- Coat of arms
- Interactive map of Gmina Radomyśl nad Sanem
- Coordinates (Radomyśl nad Sanem): 50°41′N 21°57′E﻿ / ﻿50.683°N 21.950°E
- Country: Poland
- Voivodeship: Subcarpathian
- County: Stalowa Wola
- Seat: Radomyśl nad Sanem

Area
- • Total: 133.63 km^{2} (51.59 sq mi)

Population (2013)
- • Total: 7,397
- • Density: 55.35/km^{2} (143.4/sq mi)
- Website: http://www.radomysl.pl

= Gmina Radomyśl nad Sanem =

Gmina Radomyśl nad Sanem is a rural gmina (administrative district) in Stalowa Wola County, Subcarpathian Voivodeship, in south-eastern Poland. Its seat is the village of Radomyśl nad Sanem, which lies approximately 14 km north-west of Stalowa Wola and 73 km north of the regional capital Rzeszów.

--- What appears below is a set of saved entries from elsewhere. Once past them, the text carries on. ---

PR #3271, opened 2016-07-21
CMake: Fix system Lua usage for non-5.1 versions.

### LINKED ISSUE #3269: Tolua internal error when compiling
```
** tolua internal error: [string "../../lib/tolua++/src/bin/lua/package.lua"]:341: attempt to call global 'setfenv' (a nil value)
stack traceback:
	[string "../../lib/tolua++/src/bin/lua/package.lua"]:341: in function 'prep'
	[string "../../lib/tolua++/src/bin/lua/package.lua"]:253: in function 'Package'
	[string "../../lib/tolua++/src/bin/lua/doit.lua"]:55: in function <[string "../../lib/tolua++/src/bin/lua/doit.lua"]:27>
	[C]: in function 'xpcall'
	../../lib/tolua++/src/bin/lua/all.lua:25: in main chunk
	[C]: in function 'dofile'
	BindingsProcessor.lua:55: in function 'invokeToLua'
	BindingsProcessor.lua:990: in main chunk
	[C]: in ?.
```

Is this the fault of my code or tolua?

madmaxoft:
Fixes #3269 .


madmaxoft:
Also added some documentation to the top of the main CMakeLists.txt file, listing the options that the script supports.

bearbin:
Should CROSSCOMPILE actually be mutually exclusive with using the provided tolua? CROSSCOMPILE only removes optimisations for your architecture, but you should still be able to run the output.

Actually cross-compiling for another architecture needs another method that doesn't use CROSSCOMPILE.

bearbin:
Also, how does this PR actually fix the issue - is it just assuming that you will use the DISABLE_SYSTEM_LUA flag? It would be better if it just detected the correct lua if it was installed.

madmaxoft:
The consensus was that for cross-compiling you will have to have Lua interpreter installed, so that the crosscompiling doesn't need to build anything for the actual host platform (before #3204 , crosscompiling required that the `tolua` executable was built for the host platform, executed, and then the rest of the build for the target platform is run. This is rather difficult, it's much easier to enforce system Lua usage for this scenario)

The fix in this PR is that the missing or bad-version Lua unsets an internal flag, `USE_SYSTEM_LUA`, which is then used for the actual decision whether to use system lua or not. Before, the code checked the presence (`HAS_LUA_INTERPRETER`) and version, but only used the presence flag for the decision (so it tried to use Lua 5.2 for the build, which does not work).

The `DISABLE_SYSTEM_LUA` is a slightly unrelated parameter, you can use it on the cmake commandline to actually disable the system Lua detection and usage, should you wish to do so. It doesn't have any relevance to the bug.

bearbin:
> The consensus was that for cross-compiling you will have to have Lua interpreter installed, so that the crosscompiling doesn't need to build anything for the actual host platform (before #3204 , crosscompiling required that the tolua executable was built for the host platform, executed, and then the rest of the build for the target platform is run. This is rather difficult, it's much easier to enforce system Lua usage for this scenario)

This is absolutely true, but the CROSSCOMPILE flag has nothing to do with actually crosscompiling. It just optimises for the lowest common denominator architecture rather than CPU specific.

The gmina covers an area of 133.63 km2, and as of 2006 its total population is 7,471 (7,397 in 2013).

==Villages==
Gmina Radomyśl nad Sanem contains the villages and settlements of Antoniów, Chwałowice, Czekaj Pniowski, Dąbrowa Rzeczycka, Dąbrówka Pniowska, Kępa Rzeczycka, Łążek Chwałowicki, Musików, Nowiny, Orzechów, Ostrówek, Pniów, Radomyśl nad Sanem, Rzeczyca Długa, Rzeczyca Okrągła, Witkowice, Wola Rzeczycka, Żabno and Zalesie.

==Neighbouring gminas==
Gmina Radomyśl nad Sanem is bordered by the gminas of Annopol, Dwikozy, Gorzyce, Gościeradów, Pysznica, Zaklików, Zaleszany and Zawichost.